◎陈旭光
一、微电影与微时代、微文化
自从2010年被称为“微电影元年”以来,微电影以星火燎原之势进入了互联网视频产业,也进入了我们的日常生活。各种微电影专业网站纷纷“出笼”,而那些已经成为网络视频产业顶端的网站如优酷、爱奇艺、迅雷看看、PPS、腾讯视频、新浪视频等更是早就开始关注微电影,并都进一步在视频分类中加重了微电影的份额。此后短短四五年间,微电影的形态、业态和产品均已与之前“草根”品性的雏形期有了很大的不同。如优酷的2012和2013“美好大师系列”微电影、“青年导演计划”微电影等,都是规模化、体制性的微电影创作大事件。这无疑使得原先各自为战、一盘散沙的微电影生产态势更加多样化和复杂化,也使得我们的研究更具急迫性和必要性。
作为大家都公认的一种“存在”已经为时不短,但微电影却一直是一个界限模糊,仍有很大争议的术语。虽然一般认为微电影是具有“四微”(微时放映、微周期制作、微规模投资和微播出平台)特征的电影,但是在学术界内部依旧有着广泛的争议,尤其在微电影的功能、品质、制作者、投资方、受众性质,以及广义和狭义的微电影之分等方面,还存在着明显的分歧。诸如,微电影是否仅仅是为了强调其作为常规电影的练手和补充的电影艺术短片(有时称“青年电影短片”)的另一个称呼?微电影因为有投资方且有明显的广告效益,是否只是一种剧情化、精致化、加长版的广告作品?如2010年的《老男孩》《一触即发》、2011年的《看球记》、2012年的《床上关系》等是否属于微电影?微电影与草根性的网络视频是否有区别?随意制作的网络视频作品是否就是微电影?以什么标准来界定和区分?微电影显然与草根视频关系密切,是鼓励非专业创作者、青年创作者创作生产的艺术载体。

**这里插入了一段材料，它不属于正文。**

PR #2221, opened 2020-09-30
NIS regression re Rockstor 4 release candidates. Fixes #2216

### LINKED ISSUE #2216: NIS regression re Rockstor 4 release candidates
Thanks to forum member legion411 for highlighting this issue. In Rockstor 4 release candidates we have a regression/failure in NIS configuration via the Web-UI. Initial investigation by @FroggyFlox has identified the cause to be a variation in how NIS is configured on our new disto base of openSUSE Leap15.2 to that of our prior CenOS base. Config file locations and nature have changed and authconfig, a RedHat/CentOS specific program, does not exist.

The observed user visible error in the case of attempting to configure NIS in our new 'Built on openSUSE' variant is the following:

> _Houston, we've had a problem
> NIS could not be configured. Try again
> ...
> IOError: [Errno 21] Is a directory: '/etc/sysconfig/network'_

Forum thread post reference:
https://forum.rockstor.com/t/error-while-attempting-to-create-smb-export/7313/13

phillxnet:
Modify NIS config file paths and nature of edits appropriate for the current 'Build on openSUSE' endeavour and move the use of chkconfig to systemd which chkconfig was more recently an aliased for anyway. N.B. we no longer release CentOS variants so backward compatibility was not addressed.

Includes:
- Added remarks to explain config_nis().
- Remarking out CentOS'ism (authconfig).
- Addition of executing "netconfig update -f" to instantiate yp.conf edits.

Fixes #2216 

## Testing
An NIS server was setup with around 30,000 users as detailed in the referenced issue. Post pr patch an otherwise 4.0.2-0 Rockstor instance was able to successfully register with the NIS server via Web-UI config means only. Successful NIS client config was then established via:
```
pro8:~ # ypcat passwd | wc -l
30026
```
Demonstrating yellow pages's registration of the addition 30,000 users on top of the client machines default users.

Turning off the NIS service was also observed to in turn remove the additional users. Rockstor's user related Web-UI components were also observed to reflect these consequent users changes.

### DIFF
--- a/src/rockstor/smart_manager/views/nis_service.py
+++ b/src/rockstor/smart_manager/views/nis_service.py
@@ -18,7 +18,8 @@ along with this program. If not, see <http://www.gnu.org/licenses/>.
 
 from rest_framework.response import Response
 from storageadmin.util import handle_exception
-from system.services import init_service_op, chkconfig
+from system.osi import run_command
+from system.services import systemctl
 from system.nis import configure_nis
 from django.db import transaction
 from base_service import BaseServiceDetailView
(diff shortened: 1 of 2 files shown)


phillxnet:
@FroggyFlox I've test built with this patch included and there doesn't seem to be an blockers so I'll get this merged ready for the next release.

PR #2222, opened 2020-09-30
remove redundant chkconfig use. Fixes #1986

### LINKED ISSUE #1986: remove redundant chkconfig use

### LINKED ISSUE #2216: NIS regression re Rockstor 4 release candidates

phillxnet:
Post removal of our last remaining use of chkconfig, see commit: 508e883

"NIS regression re Rockstor 4 release candidates. Fixes #2216"

this patch removes it's binary path definition within both production and test settings files and it's associated system/services.py wrapper.

Fixes #1986

## Caveats
This pr is proposed as a follow-up to the indicated, and pending:
"NIS regression re Rockstor 4 release candidates. Fixes #2216" #2221
As such it should be merged after #2221 as it removes elements that are still dependants pre #2221

### DIFF
--- a/conf/settings.conf.in
+++ b/conf/settings.conf.in
@@ -437,7 +437,6 @@ OAUTH2_PROVIDER_APPLICATION_MODEL = 'oauth2_provider.Application'
 # The following have been tested in CentOS, openSUSE Leap15, and Tumbleweed
 UDEVADM = subprocess.check_output(["which", "udevadm"]).rstrip()
 SHUTDOWN = subprocess.check_output(["which", "shutdown"]).rstrip()
-CHKCONFIG_BIN = subprocess.check_output(["which", "chkconfig"]).rstrip()
 
 # Establish our OS base id, name, and version:
 # Use id for code path decisions. Others are for Web-UI display purposes.
--- a/conf/test-settings.conf.in
+++ b/conf/test-settings.conf.in
@@ -395,7 +395,6 @@ UPDATE_CHANNELS = {
 # The following have been tested in CentOS, openSUSE Leap15, and Tumbleweed
 UDEVADM = subprocess.check_output(["which", "udevadm"]).rstrip()
 SHUTDOWN = subprocess.check_output(["which", "shutdown"]).rstrip()
-CHKCONFIG_BIN = subprocess.check_output(["which", "chkconfig"]).rstrip()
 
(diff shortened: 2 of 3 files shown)


phillxnet:
@FroggyFlox the pre-requisite of #2221 is now merged and I've done a final test build of this pr on resulting master and again all looks to be as expected, so merging also ready for next release. This is really just a house keeping tidy up and as per test doesn't appear to have upset anything as all elements removed are now no longer referenced anywhere anyway.

PR #2225, opened 2020-10-07
minor optimisation of smb share add - "Admin user" option. Fixes #2220

### LINKED ISSUE #2220: slow admin user filter on Samba export when using Chrome
While working on an NIS config regression issue where the test case is 30,000 users, it was found that in Firefox each character entered into the Add Samba Export "Admin User" form field took approximately 1 second to resolve (show matching users in drop down). Where as the same function within Chrome resulted in a 20 second per character delay, which given the length of this delay could easily lead to a time out on a typical user name entry give the delay is accumulative; and a decidedly unpleasant/miss-leading user experience re unresponsive UI.

These measurements were observed on a 2013 Haswell desktop class machine running openSUSE Leap 15.2 Linux with relatively recent versions of both browsers. At this point the majority of Web-UI code is running browser side so the Rockstor server speed is far less relevant.

It is suspected that a difference in JS optimisation is causing this issue and the suspected JS code segment is within the "display_adminUser_options" HandlebarHelper:

https://github.com/rockstor/rockstor-core/blob/master/src/rockstor/storageadmin/static/storageadmin/js/views/add_samba_export.js#L245-L264

And initial suspicion is the lack of loop length caching within the inner for command used to match input to each in turn of all known users, resulting in repeated redundant calls to the non trivial (at scale) _this.smbShare.get('admin_users').length

```
                    for(i=0; i< _this.smbShare.get('admin_users').length; i++){
                        if(_this.smbShare.get('admin_users')[i].username == userName){
                            html += 'selected= "selected"';
                        }
```
In order to provide the html highlight of a matching user within the options drop down.

phillxnet:
Includes:

Select2 (likely main client cpu user):
- Add min input length to avoid extraneous 1 to 3 char inputs.
- Add custom simplified filter, i.e. starts with rather than sub string.

Options highlighter pre-processor:
- Comments to indicate the observed reproducer.
- Minor inner look optimisation via caching vars.

Fixes #2220 
See issue text for context.
Fixes in this case is not quite accurate but it helps with usability a little in Chrome. Note this issue has to date only been observed as a problem in Chrome. Firefox behaves just fine both pre and post patch.

Summary of browser behaviour:
Firefox: relatively unchanged performance as usable pre and post patch. No massive delays.
Chrome: slightly improved usability re faster initial responsiveness. But still poor performance per 3rd key press there after.

### DIFF
--- a/src/rockstor/storageadmin/static/storageadmin/js/views/add_samba_export.js
+++ b/src/rockstor/storageadmin/static/storageadmin/js/views/add_samba_export.js
@@ -139,7 +139,40 @@ AddSambaExportView = RockstorLayoutView.extend({
         if(this.sambaShareId == null) {
             this.$('#shares').select2();
         }
-        this.$('#admin_users').select2();
+
+        // https://select2.org/searching
+        // https://select2.org/searching#customizing-how-results-are-matched
+        function matchCustom(params, data) {
+            // If there are no search terms, return all of the data
+            if ($.trim(params.term) === '') {
+                return data;
+            }
+
+            // Do not display the item if there is no 'text' property
+            if (typeof data.text === 'undefined') {
+                return null;
+            }
+
+            // Search area
+            // `params.term` should be the term that is used for searching
+            // `data.text` is the text that is displayed for the data object
+            // substring didn't appear any faster than indexOf:
+            // if (data.text.indexOf(params.term) === 0) {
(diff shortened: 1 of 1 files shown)


phillxnet:
@FroggyFlox As per our quick side channel discussion I'm planning to pop this one in. Helps a bit and doesn't look to be risky during our RC stage testing channel phase.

同时,越来越多的专业导演介入了微电影的创作,那么,微电影会不会雅俗分化?就像大电影中商业电影与艺术电影的渐行渐远。草根性的微电影与有不菲投资,有重要导演、明星加盟的艺术化、精致化的微电影会不会分离?所有这些争议、困惑、矛盾都使得微电影成了一个重要的超出电影或网络视频本身的社会存在和文化现象。

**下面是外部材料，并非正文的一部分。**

PR #2245, opened 2021-01-06
Unit test maintenance re legacy disparity. Fixes #2243

### LINKED ISSUE #2243: Unit test maintenance re legacy disparity
Prior to embarking on our Rockstor 4 release candidates the existing unit tests on our prior CentOS base were modified to have zero failures/errors in the following pull request:
"remark out all currently failing unit tests. Fixes #2137" #2153
In the mean time we have added additional unit tests and still have some existing failures in prior tests on the non legacy 'Built on openSUSE' endeavour. This issue is to address this disparity by returning our unit test status to that of our prior OS base with the intention of establishing this state prior to our final Stable 4 release.

phillxnet:
Re-establish prior CentOS baseline of all existing tests passing.

Fixes #2243
Ready for review.

The aim here was to re-establish our pre 'Built on openSUSE' endeavour baseline established in our prior CentOS base. This looks to have been achieved and although there is still much work to be done in the tests, mainly failures to mock actual system state effectively, it does look like we have at least returned to our prior 'baseline' by explainable OS differences alone.

## Summary of changes:
- Delete of existing, non excluded user 'games' fails as non existent in openSUSE base. Replace with non excluded 'lp' user that does exist.
- Creation of new user with existing uid test failed as prior uid of 99 for nobody (CentOS) is now available. Change to 65534 which is openSUSE uid for user nobody.
- Auto_update (legacy yum-based) is now defunct: we are now zypper based. Disable/Enable tests failed with "No such file or directory: '/etc/yum/yum-cron.conf'" but are intended as API level tests. Mock low level auto_update() and add TODO to test_pkg_mgmt.py for the appropriate low level test once we migrate this functionality to a zypper equivalent. This way we preserve & test the presence of the existing API.
- Group create with pre-existing group id fails as group id used did not actually exist. Substitute with gid of users (100) which does exist in our new openSUSE base.
- Prior samba test created a temporary user that relied on a real system user gid existing. This same gid does not exist in the new openSUSE base, resulting in a an exception. Fix by mocking a fake group name return via getgrgid.
- Add missing docker_status() mocking that was failing a more recently added low level network test: test_get_con_config(), due to system docker state. Thanks to @FroggyFlox on GitHub for this fix.

### Testing results:
As for git/GitHub tag 4.0.5-0 which equates to Release Candidate 6

### DIFF
--- a/src/rockstor/storageadmin/tests/test_commands.py
+++ b/src/rockstor/storageadmin/tests/test_commands.py
@@ -56,6 +56,12 @@ class CommandTests(APITestMixin, APITestCase):
         cls.mock_update_check = cls.patch_update_check.start()
         cls.mock_update_check.return_value = 1, 1, 1
 
+        # Mock src/rockstor/system/pkg_mgmt.py auto_update() in
+        # src/rockstor/storageadmin/views/command.py
+        cls.patch_auto_update = patch('storageadmin.views.command.auto_update')
+        cls.mock_auto_update = cls.patch_auto_update.start()
+        cls.mock_auto_update.return_value = True
+
         cls.patch_system_shutdown = patch(
             'storageadmin.views.command.system_shutdown')
         cls.mock_system_shutdown = cls.patch_system_shutdown.start()
--- a/src/rockstor/storageadmin/tests/test_group.py
+++ b/src/rockstor/storageadmin/tests/test_group.py
@@ -92,12 +92,12 @@ class GroupTests(APITestMixin, APITestCase):
 
         # invalid gid
         data = {'groupname': 'ngroup2',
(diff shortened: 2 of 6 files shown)


FroggyFlox (approved):
@phillxnet, thanks a lot for taking care of this; it all works as expected on my end as well:
```
# ./bin/test -v 2
(...)
Ran 212 tests in 60.203s

OK
```

phillxnet:
@FroggyFlox Thanks for the double check. Much appreciated. Given this pr only makes changes to the testing code I'm going to merge so we can have this testing set as the new normal. I'll update the forum dev wiki accordingly post merge.

PR #2247, opened 2021-01-07
Correct typo in field label (#2244)

### LINKED ISSUE #2244: Inaccurate field label for Certificate path in LDAP service configuration form
Following our rework of LDAP implementation (#2235), we now require the user to provide a **path** to TLS certificate rather than a **URL** to the certificate. Unfortunately, the corresponding form label was not updated accordingly in #2235 (my fault). See example below:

与微电影相关的另一个重要术语是微时代与微文化。[1]不妨说,这三者之间的关系可以表述为:微电影的兴盛提示或推动了一个具有微文化特征的微时代的来临。当然,这一时代的来临并非仅仅与微电影有关,微电影至多只是表征之一或推动要素之一。究其原因,微文化时代与媒介的变革,尤其是互联网的普及,以及因此而引发的生活方式、思维方式、文化观念等的剧烈变革息息相关。

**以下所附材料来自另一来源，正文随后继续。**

PR #2262, opened 2021-01-24
Remove donate menu item and update legacy paypal mechanism (#2260)

### LINKED ISSUE #2260: Remove donate menu item and update legacy paypal mechanism
Given "Update Readme.md and add paypal.me donate link (#2250)" #2257 has now been merged, it is proposed that we similarly adopt this non legacy donate mechanism within our Web-UI. Further to this, it is also proposed that we remove the top menu "Donate" entry given its single recorded use in multiple years of 'service'. This would also serve to remove an undesirable external link, the paypal button gif, from our Web-UI and likely the entire donate dialog mechanism. The intention is to keep the existing donate references within for example the updates page but transition these to the non legacy paypal.me link from the proposed for removal main menu item initiated donate dialog.

Linking to another prior resolved and related issue for context:
revise donate menu item within Web-UI. Fixes #2104 #2105

phillxnet:
See referenced issue for context. The paypal button we have used for our donation link is now regarded as legacy. This pr moves our donate Web-UI elements to the newer paypal.me mechanism and centres our donate related text on the update page while simultaneously removing the main Donate menu item and it's associated dedicated dialog.

Fixes #2260 
Ready for review.

Summary of changes:
- Remove Donate menu entry.
- Remove Donate dialog.
- Move prior Donate dialog main text re donations etc to update page.
- Add commercial support links to subscription dependant update page text.
- Move remaining donate links from legacy paypal button to paypal.me.
- Updated relevant copy write notices date element.

### Top menu (no Donate entry)
rhs-menu-post-pr
### No subscription activated
no-subscription-top-banner
and
commercial-support-options-in-table
### Stable updates enabled
stable-enabled-post-pr
### Testing updates enabled
testing-enabled-post-pr

### DIFF
--- a/src/rockstor/storageadmin/static/storageadmin/js/router.js
+++ b/src/rockstor/storageadmin/static/storageadmin/js/router.js
@@ -3,7 +3,7 @@
  * @licstart  The following is the entire license notice for the
  * JavaScript code in this page.
  *
- * Copyright (c) 2012-2017 RockStor, Inc. <http://rockstor.com>
+ * Copyright (c) 2012-2021 RockStor, Inc. <http://rockstor.com>
  * This file is part of RockStor.
  *
  * RockStor is free software; you can redistribute it and/or modify
@@ -957,19 +957,6 @@ $(document).ready(function() {
             $(target).removeClass('in');
             $(target).css('height', '0');
         }
-    });
-
-    // donate menu item handler
-    $('#donate_nav').click(function(event) {
-        if (event) {
-            event.preventDefault();
-        }
-        $('#donate-modal').modal('show');
-    });
-
-    // donate modal paypal donate button handler
-    $('#donate-modal #paypal_donate_button').click(function(event) {
-        $('#donate-modal').modal('hide');
     });
 
     /********** Websockets **************/
--- a/src/rockstor/storageadmin/static/storageadmin/js/templates/common/navbar.jst
+++ b/src/rockstor/storageadmin/static/storageadmin/js/templates/common/navbar.jst
@@ -56,7 +56,6 @@
       <li><a href="mailto:support@rockstor.com" target="_blank">Team email</a></li>
     </ul>
   </li>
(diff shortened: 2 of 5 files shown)


FroggyFlox (approved):
Looks all good to me, @phillxnet!

I could verify the absence of the "Donate" entry in the top menu. For the various changes in the "Software Updates" page, however, I couldn't see the new text upon activating the Testing channel. The activation went well, but I just cannot see the green div box. I'm not sure why, but it's not related to your PR as I can't see the pre-PR box on a master build either. My guess is that I'm not looking at that the right way.

phillxnet:
@FroggyFlox Re:
> My guess is that I'm not looking at that the right way.
That's a good one. Made me chuckle.

So the 'story' on this one is that I've updated the existing text but made no changes to the logic of when and where it's displayed. The main change I made only shows up when there are updates. This could be improved upon but that can be in another followup pr. To test this pr, if you build from source and subscribe to any channel, then any rpm and it's associated changelog will be considered an update. This is due to source builds being considered unknown. And rpm releases not so. Hence any rpm is an 'update' to any source build and so should trigger the display of the sited green background text.

Sorry I should have put this in a caveate to reproduce the test scenario I worked under here.

We should definitely also surface donate/community nature also, with links, pre-update availability. But we do this, without links, in our initial popup on first login. And I believe also in the subsequent dashboard prompts to update when no update channel has been selected.

Thanks for taking an initial look at this. And again apologies for my not specifying a reproducer for the indicated changes.

phillxnet:
@FroggyFlox I'm going to merge this as is since it at least addresses the removal of the now legacy paypal button legacy and updates our existing text. I think we could further surface the additional info/lins added in systems that have yet to have a pending update but that can be done in a follow-up pr.

Thanks again for the check. This looks to at least be a safe set of changes at least and does remove an external call which is always nice and reduces the browser code loaded for every page, if only slightly.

微时代、微文化是以网络媒介的日常化为特征的全媒介时代的产物。微时代、微文化的命名都只是一种约定俗成,是众望所归,但这种约定俗成隐含着现实的力量。当年美国学者贝尔曾经断言,人类已经从印刷文化时代进入视觉文化时代,这令人震惊。现在,视觉文化时代已经远远不能完全概括这个时代,如网络传媒就并不仅仅是一个视觉传达的问题,网络的传播既是视觉传播,也是语言的传播、声音的传播,更是思维、创意、资本云云,不一而论。我们只能说我们已经进入到一个微时代。20世纪90年代,后现代主义文化思潮也曾甚嚣尘上,蓦然回首,我们发现那其实只是理论先行,是赶时髦而已。现在的这个时代,消费性、多元性、去中心化、破碎性等特征,才真正象征了当年超前性预言的那个后现代社会的来临。
这就是我们的微时代、微社会、微文化。
与微时代或微文化相关的命名,最早可能与微博、微电影等深入人心相关。在电影领域,微电影的名称逐渐胜出“网络电影”“电影短片”等名称;微时代的命名也逐渐胜出“多媒体时代”“新媒体时代”“全媒介时代”等名称,这都隐喻了微时代来临不可阻挡。近年来,争议热烈、受到粉丝热捧的电影《小时代》,以片名隐喻了一个以“小”“微”为特征的时代或文化的来临。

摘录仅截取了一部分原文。